Just read the post on the fried potato stuffed fatty, and want to know where can I get a fatty piston, or is it something I can make?


----------



## DanMcG

here ya go Northern Greenhorn, enjoy;
http://www.smokingmeatforums.com/for...ghlight=piston


----------



## bluefrog

You can also buy a jerky gun, or cake decorator gun and leave the nozzle off so that you have what amounts to an inch and a half or so cylinder with a pusher simalar to a caulking gun.

Scott


----------



## davidmcg

Cowgirl has the entire build process on her blog page;

http://cowgirlscountry.blogspot.com/index.html


----------



## northern greenhorn

Thank you for the advice, I think I'll make one from the pvc


----------



## etcher1

I had seen cowgirl post on the piston, here's another thought.
http://www.smokingmeatforums.com/for...ad.php?t=85878


----------



## violator

Now I'm thinkin' 'bout making one of those. That'll be handy.


----------



## cowgirl

They are easy to make. I made mine out of schedule 40 pvc. ( use potable water grade pvc).
The outter tube is 2 inches in diameter and 8 inches long.
The smaller (piston) tube is 1 inch in diameter and 11 inches long.

I glued a 1 1/4 inch cap on one end to fit my the palm of my hand and cut a plastic disc for the "plunger" end. 

You could use any size of pvc you like. :)


----------



## cowgirl

It's fun to use. :)


----------



## scarbelly

And it works good too - I know cause I got one in a trade with her -


----------



## mballi3011

I was going to say if you can get cowgirl to make a exchange with you. She has made a few of them and they really don't look that hard just go the homeless depot or lowe's and get the parts is pieces and then glue it together and you will be in there.


----------



## northern greenhorn

Where do I get the plastic disc from ?


----------



## cowgirl

I had the plastic on hand from another project. You might look at cutting boards or backsplash material. 
Some people just use another pvc cap. They aren't tight though, as in a tight fit inside of the 2" pipe, so I think not all of the filling gets pushed out evenly.


----------



## drakin

I had ended up using a end plug that was with all the other pvc stuff...from menards...it looks like a thin piece of plastic to plug the 2" pipe( I had to sand down to make fit inside)...it did glue allright though.. good luck


----------



## grillinski

Hi All, I just found this post while surfing the net.  

I came up with the idea for a fattie piston a little over a year ago now and then posted it on the BBQ Brethren site, it is really fun to come across discussion else where!

Fattie pistons are easy to make and I would encourage anyone to do so, but if you want to purchase a fattie piston with out having to go through the trouble of making one, I sell them on my site for $10 to your door.

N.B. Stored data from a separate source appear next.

PR #2136, opened 2024-07-29
Find/replace overlay: invert keyboard navigation direction for history

HeikoKlare:
To navigate through the history of searches in the find/replace overlay via keyboard buttons, you currently have to press the "up" button for moving "downwards" in the history (i.e., from the most recent to the oldest search input) and "up" for the opposite direction. This is counter-intuitive, as it is the opposite direction of what you expect from the entry order in this drop-down menu of the history entries. In particular, one would usually expect to move to the most recent search input via the "down" button while you currently have to press the "up" button.

This change inverts the keyboard navigation direction for the search history.

As proposed by @HannesWell: https://github.com/eclipse-platform/eclipse.platform.ui/pull/1990#issuecomment-2253140609

### DIFF
--- a/bundles/org.eclipse.ui.workbench.texteditor/src/org/eclipse/ui/internal/findandreplace/overlay/HistoryTextWrapper.java
+++ b/bundles/org.eclipse.ui.workbench.texteditor/src/org/eclipse/ui/internal/findandreplace/overlay/HistoryTextWrapper.java
@@ -69,7 +69,7 @@ public class HistoryTextWrapper extends Composite {
 	private void listenForKeyboardHistoryNavigation() {
 		addKeyListener(KeyListener.keyPressedAdapter(e -> {
 			if (e.keyCode == SWT.ARROW_UP || e.keyCode == SWT.ARROW_DOWN) {
-				int stepDirection = e.keyCode == SWT.ARROW_UP ? 1 : -1;
+				int stepDirection = e.keyCode == SWT.ARROW_UP ? -1 : 1;
 				navigateInHistory(stepDirection);
 			}
 		}));


laeubi:
> In particular, one would usually expect to move to the most recent search input via the "down" button while you currently have to press the "up" button.

In Linux bash the up button gave the most recent entered command (not sure about windows).

HeikoKlare:
> In Linux bash the up button gave the most recent entered command (not sure about windows).

Indeed, thank you! There are argument for and against both directions and I do not have a strong opinion on which one to take here.

Pro _current direction_: consistent with history navigation in other tools like CLIs, VS code search

Pro _inverse direction_: consistent with behavior of drop-down menus and with existing behavior of Eclipse find/replace dialog

In my opinion, the crucial point is the drop-down menu. The reference tools (CLIs, VS code) don't have that. With an open drop-down menu the navigation direction is currently inverse of the one without the menu being open. And you usually navigate to the first entry of the drop-down menu by pressing "down" rather than "up". But I am unusure whether that should outweigh the consistency with history navigation in other tools not providing a drop-down menu.

laeubi:
So is this a feature of the drop down (then I would expect "operating system default" behavior), otherwise one might think about a somewhat "dynamic" behavior:

- If the textfield is empty and I press "up" (==bring **up** the last entry) then it iterates through the history without showing the popup like on CLI, if I press down I at some point in time will come back to the "empty state" and "reset"
- If the textfield is empty and I press "down" (==bring **down** the menu), the popup opens and I can navigate with up/down though the entries in the menu, if I press up I at some point in time will come back to the "empty state" and "reset"

HannesWell:
Thank you Heiko for this one.

> > In particular, one would usually expect to move to the most recent search input via the "down" button while you currently have to press the "up" button.
> 
> In Linux bash the up button gave the most recent entered command (not sure about windows).

It's the same on Windows cmd and powershell.

In general it is of course to look at how other IDEs do something and follow the 'industry standards' so that users don't have to learn everything new when using Eclipse. But at least I personally don't see it as the ultimate goal to behave like a specific other tool, because if one wants exactly the behavior of that tool that person will just use that tool.
Eventually I think the behavior should fit in the specific use story of a specific part.
And while I find the behavior of CLIs to navigate to the last command using the `UP` button intuitive (because the last command is above the current line), in this case I find it more intuitive to use the `DOWN` button to get the previous search because the history is represented by a drop-down list.
I expected the `DOWN` button to be the right one when using it the very first time and even now that I now that I have to press `UP` I do it wrong regularly.

> So is this a feature of the drop down (then I would expect "operating system default" behavior), otherwise one might think about a somewhat "dynamic" behavior:

I'm not sure if making it dynamic would just lead to full confusion.
Nevertheless I think it could indeed be be convenient if pressing down opens the drop-down menu because then one can see more of the history immediately and can target the desired entry better.

Btw. if I open the drop-down menu with an empty text field and then press down, the selection directly jumps to the second entry.

HeikoKlare:
Thank you for your input, @laeubi and @HannesWell! I understand all your arguments and, as mentioned before, I also do not have a strong opinion in one direction or the other. In general, I find the idea for a dynamic behavior pretty interesting, but I am also concerned that it might lead to more confusion than it will help. In particular, it will not be sufficient to apply the "special" navigation behavior when the text field is empty, as it will usually be initialized with the previous search string or the one selected in the editor. So we would need to have precise idea and specification about when that behavior should apply.

> Nevertheless I think it could indeed be be convenient if pressing down opens the drop-down menu because then one can see more of the history immediately and can target the desired entry better.

That would mean that navigating to the most recent entry requires two key presses (down + enter or anything else to close the drop down), while it currently only requires one. That is also consistent with existing behavior. We might have Alt+Down for opening the drop-down menu (like the old find/replace dialog has, even though I didn't know about that until I tried just now). During implementation of the history, I thought about having a view (just like the drop-down menu but without interaction options) showing like the one or two history entries below and above the current one while navigating through the history via up/down buttons. That would, in some way, also address Hannes' idea of seeing more of the history immediately.

I am not completely sure how to proceed. Here are my current thoughts:
* I would like to not overcomplicate the interaction, thus rather keep it simple like it is now with only very specific improvements/adaptations.
* I consider consistency with the existing behavior and the behavior of the drop-down menu more important than consistency with CLI tools. In particular, because in CLI tools the navigation direction is "natural" (as you can see the execution history when moving up in the view) whereas an input field does not have a natural navigation direction (except for the order in the drop-down menu).
* In conclusion, I would currently be in favor of making the change as proposed and maybe have some follow-up tasks for additional improvement ideas. What do you think?

> Btw. if I open the drop-down menu with an empty text field and then press down, the selection directly jumps to the second entry.

That is definitely a bug that should be easy to resolve. I have created #2139 for that. Thank you, Hannes!

laeubi:
I just tried it out with the "classic" dialog and at least under Linux when there are even bindings for Page Down/Up (last entry / first Entry) but for example the Mouse Wheel is not working. Also once I open the popup the focus changes from the text field to the drown down list.

So maybe it is more a matter of if the popup is open or not?

- Popup open -> use up/down as for "visual" navigation
- Popup closed -> use up/down like today

Given that there is already some preferences (that are a bit hard to find as I first looked under General > Search, then General Editors and finally found with General > Editors > Text Editors but for example Structured Text Editors do not offers that?) one *might* even make this configurable ...

But as I just never noticed (in the "classic" dialog) that I can use arrow keys at all .. I'm maybe ot the best one to give final advice so I would leave it up to you and Hannes to decide.

laeubi:
By the way bash even offers [search in history](https://superuser.com/questions/7414/how-can-i-search-the-bash-history-and-rerun-a-command) e.g. with prefix the command with `!` and other crazy stuff... so I wonder if it would be worth to have a "history" control that is simply shared by the "classic" and the "embedded" search so we simply have consistent behavior regardless of what is finally implemented.

BeckerWdf:
> * I consider consistency with the existing behavior and the behavior of the drop-down menu more important than consistency with CLI tools. In particular, because in CLI tools the navigation direction is "natural" (as you can see the execution history when moving up in the view) whereas an input field does not have a natural navigation direction (except for the order in the drop-down menu).

I agree with that.

Wittmaxi:
@BeckerWdf @laeubi the search history component is already implemented in such a way that it is be relatively easy to reuse in the Dialog.
I am in favor of having one particular direction and sticking with it. I don't yet see how a dynamic behavior could help the user.
When implementing the search direction, I copied what VSC did. However, I agree that the semantic of "scrolling through the dropdown with arrow keys" is very appealing and maybe even a bit more accurate.
I would prefer not to open the history box when pressing down (the least new things I can open during a workflow, the better). The compromise with pressing Alt+Down to open the history box sounds like a good idea instead

HannesWell (approved):
> * In conclusion, I would currently be in favor of making the change as proposed and maybe have some follow-up tasks for additional improvement ideas. What do you think?

I would be more than fine with that. :)
I also think it should be consistent within itself and that dynamic behavior can be confusing.

Opening the drop-down with Alt+Down also sound good to me. This way the default stays simple.

HeikoKlare:
I have created:
- #2145
- #2146

I hope they properly summarize the ideas and proposals in this discussion. Feel free to add to them or change them. I have added them with low priority to the find/replace overlay umbrella issue as well. Thank you for all the interesting input!

Let's have this merged to provide the existing behavior of the find/replace dialog also in the find/replace overlay for now and proceed with further discussions in those issues.

PR #2141, opened 2024-07-30
Refresh ImageBasedFrame on ZoomChange of control

akoch-yatta:
This commit adds a listener for the ZoomChanged event to the wrapped control of an ImageBasedFrame. If the listener is notified of this event this means, that the size and position of the wrapped control could be changed due to the zoom change. Therefor, the control is packed and repositioned. 

## How to test
The event is currently thrown for wrapped controls only in win32 with "swt.autoScale.updateOnRuntime"-flag set to true. For the other OS the event will not be thrown for this control in any case to my knowledge.

@HeikoKlare Can you have a look at my change and test it?

Contributes to https://github.com/eclipse-platform/eclipse.platform.swt/issues/62 and https://github.com/eclipse-platform/eclipse.platform.swt/issues/131

### DIFF
--- a/bundles/org.eclipse.e4.ui.widgets/src/org/eclipse/e4/ui/widgets/ImageBasedFrame.java
+++ b/bundles/org.eclipse.e4.ui.widgets/src/org/eclipse/e4/ui/widgets/ImageBasedFrame.java
@@ -66,6 +66,10 @@ public class ImageBasedFrame extends Canvas {
 			ImageBasedFrame frame = (ImageBasedFrame) event.widget;
 			frame.setCursor(null);
 		});
+		toWrap.addListener(SWT.ZoomChanged, event -> {
+			toWrap.pack(true);
+			setFramedControlLocation();
+		});
 
 		addMouseMoveListener(e -> {
 			// Compute the display location for the handle
--- a/bundles/org.eclipse.e4.ui.widgets/META-INF/MANIFEST.MF
+++ b/bundles/org.eclipse.e4.ui.widgets/META-INF/MANIFEST.MF
@@ -4,7 +4,7 @@ Bundle-Name: %pluginName
 Bundle-Vendor: %providerName
 Bundle-Localization: plugin
 Bundle-SymbolicName: org.eclipse.e4.ui.widgets
-Bundle-Version: 1.4.100.qualifier
+Bundle-Version: 1.4.200.qualifier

All the money from the purchase of fattie pistons on my site is donated to a local youth outreach program.  You can read more about it and buy Fattie Pistons here:  www.fattiepistons.blogspot.com

Also I just started a Face Book fan page, so if you like fattie pistons, just do a search on FB for "fattie pistons" and click like!

Thanks!!
~~Grillinski


----------



## crawdaddy

I've been reading as many posts as I can over the past few days about the fatttie piston.  I bought my 2" pvc pipe yesterday and found that my 'oil-o-pump' was the perfect size to use as a plunger.  I've yet to cut the pipe and use the piston but I think it will work.
	

		
			
		

		
	












I just have to secure the top of the pump to the body so it doesn't come off.  All that being said, I'll probably get one from grillinski for the cause...


----------



## chainsaw

Mine is homade from leftover PVC and a toilet brush handle...


----------



## garyt

Wooden handle would have been enough info


----------



## wildflower

Wooden handle would have been enough info
	

	
	
		
		



		
		
	


	











   Your right, enough said!!


----------



## pandemonium

haha that just ruined the whole thread lol gross


----------



## ak1

I hope he washed it


----------



## chainsaw

It was brand new-honestly you people!


----------



## ak1

Is that why you had the plastic on the end


----------



## chainsaw

That would be a Big fattie!


----------



## meatinc

Cowgirl has led me to the light but I had the same questions that I see here - how do I make one?  Anyway - here's a link to the one I made with a bill of materials so you can make one too!

Completely inspired by Cowgirl!!!!

http://meatinc.blogspot.com/2010/06/fatty-piston-bbq-tool.html

De Profundis


----------



## cowgirl

Great looking piston Meatinc!  Nice looking blog too.


----------



## ballagh

The flat piece of 2' plastic you are looking for is called a plug.  It is a thin pice of plastic that is rimmed and glues into the PVC.  it is the same diamater as the outside thickness of the pipe but fits inside, so you will need to trim the outer flange down a bit sp you just have the inside diamater left.  very smart idea, I love it.


----------



## cowgirl

Sounds like that would work!  I just used some plastic material I had on hand and cut it out with my drill press and a hole bit..then sanded the edges to fit tight.

They are easy to put together, and fun to use!


----------



## meatinc

Thanks for the comments Cowgirl - you're blog is GREAT - my favorite is the pics of your boots!


----------



## cowgirl

meatinc said:


> Thanks for the comments Cowgirl - you're blog is GREAT - my favorite is the pics of your boots!


LOL.... I hoped not many people would see that pic. lol   Thanks!! 
	

	
	
		
		



		
		
	


	





   I appreciate you checking out my blog!


----------



## Bearcarver

Cowgirl,

I think it should be mentioned that the "Fatty Piston" is also a handy thing to keep around your smoker, for when the hordes of hungry people around your smoker get out-a-hand!

Bear


----------



## cowgirl

Hahaha.... Bear!!  I wish I would have thought of that! Thanks.


----------



## landp

Oh crap


----------